Segment Start: DATA FOR THE TASK
PR #5088, opened 2025-08-15
done first pass

scottsand-db:
## 🥞 Stacked PR

---------

- [ ] Spark
- [ ] Standalone
- [ ] Flink
- [ ] Kernel
- [ ] Other (fill in here)


kernel/kernel-api/src/main/java/io/delta/kernel/internal/TransactionMetadataFactory.java
```diff
@@ -330,6 +337,54 @@ private void performProtocolUpgrades(boolean clusteringRequired) {
...
+    // catalogManaged is being enabled in this transaction. catalogManaged dependsOn
+    // inCommitTimestamp. The inCommitTimestamp feature should have been auto-supported in the
+    // protocol by now.
+    checkState(
+        getEffectiveProtocol().supportsFeature(TableFeatures.IN_COMMIT_TIMESTAMP_W_FEATURE),
+        "inCommitTimestamp feature expected to have already been supported");
+
+    // Case 2: Txn is explicitly disabling ICT. Throw.
+    final String txnIctEnabledValue =
+        originalUserInputProperties.get(TableConfig.IN_COMMIT_TIMESTAMPS_ENABLED.getKey());
```
emkornfield, line 382: I thought there were helpers to extract this given the map, instead of checking the map explicitly?  Maybe I was imagining it because I couldn't find it on a quick search?

kernel/kernel-api/src/main/java/io/delta/kernel/internal/TransactionMetadataFactory.java
```diff
@@ -330,6 +337,54 @@ private void performProtocolUpgrades(boolean clusteringRequired) {
     }
   }
 
+  /** STEP 1.5: Handle catalogManaged enablement. Updates the METADATA if applicable. */
+  private void handleCatalogManagedEnablement() {
+    final boolean readVersionSupportsCatalogManaged =
```
emkornfield, line 359: It seems this handles create, but does it also need to handle replace logic, or there is nothing different needed to consider for replace?

kernel/kernel-api/src/main/java/io/delta/kernel/internal/TransactionMetadataFactory.java
```diff
@@ -246,6 +250,7 @@ private TransactionMetadataFactory(
       Optional<SnapshotImpl> latestSnapshotOpt,
       Optional<Metadata> initialNewMetadata,
       Optional<Protocol> initialNewProtocol,
+      Map<String, String> originalUserInputProperties,
```
allisonport-db, line 270: Can't we just use the table properties in `initialNewMetadata`?

allisonport-db: If there is no newMetadata -- no need to do this check anyways since there was no table properties input

scottsand-db: Great question.

We need access to the userInputProperties specified right now.

- if the table is at version 10, and ICT is already explicitly disbaled at this vesion, then if you enable catalogManaged in this txn, we will enable ICT for you
- if the table is at version 10, and then you explicitily enable catalogManaged AND disable ICT in this txn, then we throw

See how we need to be able to differentiate between: ICT is already disabled on the table, and ICT is explicitly being disabled by the table properties set in _this_ transaction?

allisonport-db: Can you take a look at how we do this for iceberg compat? We can definitely do it without this input using the table properties either from newMetadata and existingMetadata.

newMetadata.tableProperties essentially should == userInputProperties

scottsand-db: `newMetadata.tableProperties essentially should == userInputProperties`

I don't think that's true. Look at the UPDATE code, for example:

```java
    if (!newProperties.isEmpty()) {
      newMetadata = Optional.of(readSnapshot.getMetadata().withMergedConfiguration(newProperties));
    }
```

`newMetadata.tableProperties` is equal to the existing table metadata with all new user properties merged in

allisonport-db: I see

emkornfield: probably worth providing a short synopsis of the reasoning here as a comment.

kernel/kernel-api/src/main/java/io/delta/kernel/internal/TransactionMetadataFactory.java
scottsand-db: > I thought there were helpers to extract this given the map, instead of checking the map explicitly? 

Yup! There is. In fact, we use it below!

```java
final boolean isIctAlreadyEnabled =
        TableConfig.IN_COMMIT_TIMESTAMPS_ENABLED.fromMetadata(getEffectiveMetadata());
```

However, this utility combines two important cases: the field does not exist (default is false) and the field is set to false.

But what we need to check is if it is explicitly set to false (which is different than it not being set).

kernel/kernel-api/src/main/java/io/delta/kernel/internal/TransactionMetadataFactory.java
scottsand-db: Great question. I don't think we need to do anything special for REPLACE. We just need to look at (a) what are the user input properties, and (b) what are the current latest new metadata table properties, and validate/update/throw from there.

scottsand-db: Err. Actually. REPLACE and enabling catalogManaged should be blocked. I can add that in a future PR.

kernel/kernel-api/src/main/java/io/delta/kernel/internal/TransactionMetadataFactory.java
emkornfield: maybe we should add this helper to the Config classes?  OK to do as a follow-up.

kernel/kernel-api/src/main/java/io/delta/kernel/internal/TransactionMetadataFactory.java
emkornfield: Is it hard to do here, so we don't forget about it?

scottsand-db: I'll add it to the project plan 👍 I won't forget about it 🫡 Im trying to keep these PRs small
Segment End: DATA FOR THE TASK
**WHAT IS EXPECTED**
Every line in the entries above that mentions the word "scottsand" must be shown.

**THE ANSWER**
scottsand-db:
scottsand-db: Great question.
scottsand-db: `newMetadata.tableProperties essentially should == userInputProperties`
scottsand-db: > I thought there were helpers to extract this given the map, instead of checking the map explicitly? 
scottsand-db: Great question. I don't think we need to do anything special for REPLACE. We just need to look at (a) what are the user input properties, and (b) what are the current latest new metadata table properties, and validate/update/throw from there.
scottsand-db: Err. Actually. REPLACE and enabling catalogManaged should be blocked. I can add that in a future PR.
scottsand-db: I'll add it to the project plan 👍 I won't forget about it 🫡 Im trying to keep these PRs small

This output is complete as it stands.